PR #61, opened 2020-12-04
Add sample for versioning

vitarb:
Sample that uses versioning for demo purposes.


mfateev:
Let's discuss this before proceeding as I have a lot of questions.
**********
The records above are to be copied in full, exactly as written.

PR #61, opened 2020-12-04
Add sample for versioning

vitarb:
Sample that uses versioning for demo purposes.


mfateev:
Let's discuss this before proceeding as I have a lot of questions.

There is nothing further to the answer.